Thursday, December 23, 2010

It Works to Preserved Healthy Blood Sugar

The chemically treated term paper strips were manufactured at an Abbott facility in the United Kingdom between January and May 2010, according to company spokesman Scott Davies.

The deficiency came to light via routine in-house testing, Davies said.

Abbott, based in North Chicago, reported 22 cases of "false low" readings to the Food and Drug management and volunteered to accomplish the reminder, FDA spokeswoman Erica Jefferson said in an e-mail.

The agency is working with the company to conclude if there may be additional instances where the readings were inaccurate.

Though any inaccuracy in blood sugar readings is because for anxiety for diabetics, this is an error in a safer direction, falsely low rather than falsely high, said Michael Thompson, a diabetes researcher and associate professor of medicine at George Washington University.

A false high reading could guide the diabetics to overdose on insulin, triggering a dangerous hypoglycemic episode. This is not going to do that, Thompson said.

Abbott investigators have not strong-minded the source of the defect, but are looking at storage conditions as a possible cause. Strips showing to temperate weather or held in prolonged storage may be more likely to yield false results.

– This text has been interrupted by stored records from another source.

PR #1100, opened 2025-02-13
Add musl Compilation

Coopaguard:
- Add Musl compillation of LlamaCPP libs
- Detect Alpine OS
- package

Notes:
Vulkan & Cuda will not be supported for this time

### DIFF
--- a/.github/workflows/compile.yml
+++ b/.github/workflows/compile.yml
@@ -76,6 +76,72 @@ jobs:
           name: llava-bin-linux-${{ matrix.build }}-x64.so
           if-no-files-found: error
 
+  compile-musl:
+    name: Compile (musl)
+    strategy:
+      fail-fast: true
+      matrix:
+        include:
+          - build: 'noavx'
+            defines: '-DGGML_AVX=OFF -DGGML_AVX2=OFF -DGGML_FMA=OFF'
+          - build: 'avx2'
+            defines: ''
+          - build: 'avx'
+            defines: '-DGGML_AVX2=OFF'
+          - build: 'avx512'
+            defines: '-DGGML_AVX512=ON'
+    runs-on: ubuntu-20.04
+    container:
+      image: alpine:latest
+    steps:
+      - name: Install dependencies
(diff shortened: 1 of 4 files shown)


martindevans:
Hi @Coopaguard, thanks for this PR. I don't personally know much at all about Musel or Alpine, could you explain a bit about what they're for? From a bit of research it looks like this would improve compatibility with Docker?

martindevans:
**Important Note**: BEFORE MERGING do a binary update that includes the new musl binaries in deps.zip!

Coopaguard:
> **Important Note**: BEFORE MERGING do a binary update that includes the new musl binaries in deps.zip!

Hi Martin,  I don't know how to do so.

Can't run the update Binaries action manually,
So I build it on my fork llamaSharp and get a deps.json file but don't how to add it to the projects through git.

Coopaguard:
> Hi @Coopaguard, thanks for this PR. I don't personally know much at all about Musel or Alpine, could you explain a bit about what they're for? From a bit of research it looks like this would improve compatibility with Docker?

Alpine Linux uses the musl C standard library instead of glibc, which is used by many other Linux distributions. Here's why it is often necessary to compile libraries with musl to use them on Alpine Linux.

Net8, Alpine & Docker 
When creating Docker containers for .NET 8 applications, Alpine Linux is often used as the base image due to its small size and security.

So yes this should allow us to create some docker images of LLama.WebAPI ou Lama.Web

martindevans:
> Hi @martindevans , I don't know how to do so.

The bear in mind involves 359 lots of strips marketed by Alameda, Calif.-based Abbott Diabetes Care and are used with Abbott's Precision Extra, Precision Exceed Pro, Medicines Optimum, Optimum, Optimum EZ and Relizon Ultima blood glucose monitoring systems.

The monitors, which study blood sugar levels in blood collected in the strips, are not exaggerated by the recall, nor are other Abbott diabetes products. Consumers can still use well-matched test strips from lots with the intention of have not been recalled.